The four founders were:
- Nitin Donde – CEO and ex-Aster, EMC and Kazeon
- Srinivas Vadlamani – Chief Architect and ex-Couchbase and Aster
- Hari Mankude – CTO and ex-Hortonworks
- Shalesh Parulekar – Director India Operations (head of engineering) and ex-Marvell and Atempo
There was a $12 million A-round of funding in 2015 led by Onset Ventures with participation from Canaan Partners, Intel Capital and Wipro. The four-man board is formed by Nitin Donde, Mark Davis (CEO of now-closed ClusterHQ), Deepak Kamra, a general partner at Canaan, and Shomit Ghose, a partner at ONSET Ventures.
With regard to Datos IO
Talena has 25 customers so far, 15 more than nearest competitor Datos IO. How does Talena's product and technology differ from that of Datos IO? Sarathy gave us seven points of difference:
- Data source support – The only overlap at this point is Cassandra/DataStax Enterprise. Beyond that, we support Hadoop, Couchbase and Vertica, and Datos IO supports MongoDB.
- We focus on a broader range of use cases: backup/recovery, test data management, and archiving.
- We've incorporated data masking**, sampling and filtering into our workflow engine around test data management.
- We've incorporated machine learning and the ability to turn your passive backup data asset into an active compute cluster (ActiveRX).
- Our architecture allows us to scale to as many nodes as your production needs require – our understanding is that Datos only provides a one or three-node configuration.

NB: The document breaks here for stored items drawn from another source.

Issue #435, opened 2021-08-25
[BUG] Spectrogram is not like scipy's spectrogram?


jepler:
```python
>>> import ulab
>>> ulab.__version__
'3.3.1-2D'
```

**To Reproduce**
Place the following in a file and run it with micropython & python3:
```python
try:
  from ulab import numpy as np
except ImportError:
  import numpy as np
  
try:
  from ulab.scipy.signal import spectrogram
except ImportError:
  from scipy.signal import spectrogram

data = np.array([1,2,1,4])
print(spectrogram(data))
```

However, the return types of the spectrogram functions are entirely different, and the values don't seem related in an obvious way.
```
$ python -Wignore yon2.py
(array([0.  , 0.25, 0.5 ]), array([2.]), array([[0.33333333],
       [3.33333333],
       [3.        ]]))
$ ./micropython-coverage yon2.py
array([8.0, 2.0, 4.0, 2.0], dtype=float64)
```

**Expected behavior**
I wanted to create a program that finds the spectrum of some signal and is compatible between scipy and ulab, but the interfaces don't seem to be the same.

**Additional context**
Add any other context that might help to locate the root of the problem.

v923z:
So, if I understand the issue properly, the problem is that the meaning of `spectrogram` is different in `scipy`, and `ulab`. I have just searched for that, and it seems to me that `signal.welch` is the closest to what is needed here: https://docs.scipy.org/doc/scipy/reference/generated/scipy.signal.welch.html, or, perhaps, `matplotlib.mlab.psd`: https://www.kite.com/python/docs/matplotlib.mlab.psd

I see four possibilities for a fix; none is ideal:
1. we remove the `spectrogram` function; that re-establishes compatibility, but introduces RAM overhead for an operation that is almost always required. Frankly, I think the power spectrum is probably one of the most-used functions, and I am pretty sure that it is more useful than the FFT itself. 
1. we move the spectrogram function `utils`. That also re-established compatibility, but keeps the function. The downside is that it is not clear what should happen on a PC.
1. we rename/rework the current implementation, and introduce `welch` instead. I think `welch` and the current implementation of  `spectrogram` are identical, if you take a single (non-overlapping) signal segment.
1. we move the function to a new module, `mlab`, and re-brand it as `psd`. This might make sense, if there are other functions of the `mlab` module that would be beneficial. 

[...]

PR #499, opened 2022-01-29
move spectrogram to utils module

v923z:
This PR should resolve the incompatibility issue mentioned in https://github.com/v923z/micropython-ulab/issues/435. Since there is no similar function in either `scipy`, or `numpy`, `spectrogram` is moved to the `numpy`-incompatible `utils` module.


docs/manual/source/conf.py
```diff
@@ -27,7 +27,7 @@
 author = 'Zoltán Vörös'
 
 # The full version, including alpha/beta/rc tags
-release = '4.4.0'
+release = '4.4.1'
```
jepler, line 30: Do you use semantic versioning? If so, a move like this would call for a major version bump.

docs/manual/source/scipy-signal.rst
```diff
@@ -6,7 +6,6 @@ Functions in the ``signal`` module can be called by prepending them by
 ``scipy.signal.``. The module defines the following two functions:
```
jepler, line 6: It now defines a single function, yes?

jepler (changes requested):
A few notes, one thing in the doc should definitely be fixed

docs/manual/source/scipy-signal.rst
v923z: That's right. I have updated the docs.

docs/manual/source/conf.py
v923z: Definitely true. Thanks for catching this!

jepler (approved):
Thanks for addressing my suggestions.  No other testing performed.

PR #505, opened 2022-02-10
fix complex slicing

v923z:


wired8:
Looks good :+1:, thanks @v923z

- Our understanding is that Datos requires a separate NFS server for the storage component while Talena integrates compute and storage and is storage-agnostic – supporting direct-attached, SAN or NAS environments. We both support cloud-based storage.
- Both companies have content-aware/semantic deduplication, but we've added the additional layers of compression and erasure coding on top of it.
Talena marketing coverage slide
He says there are three main directions on Talena's roadmap. First it will expanding the data platforms it supports. There will be continued investment in their machine learning algorithms to support more use cases, and the third thread is about deepening the compliance story by, for example, adding extra capabilities to its data-masking capability.
Like Datos IO, Talena relies on a detailed awareness of the data workflows and treatment inside the distributed applications it supports. It is inherently not a generalised distributed database/application backup company.
Could existing incumbent backup suppliers extend their data coverage to include distributed, NoSQL-type databases, meaning Commvault, Veeam, Veritas, etc? Yes, obviously, assuming they can understand the data structures and use the app's facilities, such as snapshots. Whether they can scale out like Talena is another matter.
Commvault already backs up MongoDB databases, and Hadoop. Veeam supports MongoDB as does Veritas Backup Exec. But Talena would say that script-level support is not enough and, possibly, that its application-aware deduplication is better than incumbent backup products' technology.
This comparison could rapidly head towards feature tick-list hell, your mileage may vary considerations and other complexities. Best to have comparison bake-offs using your data on your site.
Check out a PDF white paper describing Talena's software technology here. ®
* Talena is apparently an ancient Celtic expression meaning "the rock".
** Datos IO provides data masking as well.